Each domain declares its own publicPrefixes export, which are aggregated into a central registry.

Role-Based Access Control (RBAC)

Role Hierarchy

Every user's membership in an integration has a role. Roles form a strict linear hierarchy where higher roles inherit all permissions of lower roles:

owner > admin > member > viewer
RoleDescription
ownerFull control including destructive operations. One per integration (the creator).
adminFull management except integration deletion and ownership transfer.
memberDay-to-day operational access. Can create/edit notification rules.
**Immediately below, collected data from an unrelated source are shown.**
PR #2558, opened 2026-06-10
fix: don't leak exec I/O threads when waiting on the change fails

### LINKED ISSUE #2556: `ExecProcess.wait()`/`wait_output()` leak non-daemon I/O threads when `wait_change` raises (e.g. exec timeout)
I first noticed the issue in the OpenSerach k8s charm where the charm just hangs indefinitely on a hook.

Disclaimer: I generated the issue description with AI

## Summary

When an `ExecProcess`'s underlying change wait fails — most commonly when an exec
timeout elapses, but also on any error from `wait_change()` — `ExecProcess._wait()`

Cannot manage members.
viewerRead-only access to all data within the integration scope.

Permission Matrix

Integration Management

OperationMinimum Role
List integrationsviewer
Create integrationAny authenticated user (becomes owner)
Rename integrationadmin
Delete integrationowner
Rotate webhook secretadmin
Link/unlink GitHub Appadmin
Update webhook event subscriptionsadmin

Members & Invitations

OperationMinimum Role
List members / invitationsviewer
Change member roleadmin
Remove memberadmin
Create / resend / revoke invitationadmin
Accept invitationAny authenticated user
Leave integrationAny member (except owner)
Additional constraints
  • An admin cannot change another admin's role or remove them — only the owner can manage admins.
  • An admin cannot invite someone with the owner role.
  • The owner cannot be removed from an integration.

Notification Rules

OperationMinimum Role
List notification rulesviewer
Create / update / delete notification rulemember

Monitoring & Analytics

OperationMinimum Role
View workflows, overview, metrics, event logviewer
Toggle event log read statusviewer

requireRole Middleware

Route handlers that need RBAC protection use the requireRole middleware, which:

  1. Extracts the integrationId from the route parameters.
  2. Looks up the user's role for that integration.
  3. Compares the user's role against the required minimum role using the hierarchy.
  4. Returns HTTP 403 if the user's role is insufficient.

WebSocket Authentication

WebSocket connections use a signed token instead of cookies (API Gateway WebSocket doesn't forward cookies on $connect):

  1. The SPA calls GET /api/auth/ws-token (authenticated via cookies).
  2. The API generates an HMAC-signed token containing userId, integrations, and an expiry timestamp.
  3. The SPA connects to the WebSocket API with ?token=<signed-token>&channel=workflows.
  4. The WebSocket Lambda validates the HMAC signature, checks expiry, and stores one connection record per integration in gitgazer.ws_connections.
  5. On $disconnect, the Lambda removes the connection records.

This ensures WebSocket access is scoped to the same integrations the user has access to via the REST API.